→ **SUPPLIED INFORMATION**:
_ _ _ _ _ _ _

PR #149, opened 2026-06-09
Merge + dedup completion options across sources (#137)

### LINKED ISSUE #137: Merge + dedup completion options across multiple sources
Surfaced by the #117 `:autocomplete` test port. `triggerCompletion` (autocomplete/View.kt) iterates the override sources and uses the **first** that returns options (first-non-empty-wins). Upstream merges results from ALL sources into one ordered list and dedups identical labels ("can merge multiple sources", "removes duplicate options", "supports unfiltered completions" alongside filtered).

_ _ _ _ _ _ _

Each line of the data above is to be set down exactly.

→ **RESPONSE AREA**:
PR #149, opened 2026-06-09
Merge + dedup completion options across sources (#137)

### LINKED ISSUE #137: Merge + dedup completion options across multiple sources
Surfaced by the #117 `:autocomplete` test port. `triggerCompletion` (autocomplete/View.kt) iterates the override sources and uses the **first** that returns options (first-non-empty-wins). Upstream merges results from ALL sources into one ordered list and dedups identical labels ("can merge multiple sources", "removes duplicate options", "supports unfiltered completions" alongside filtered).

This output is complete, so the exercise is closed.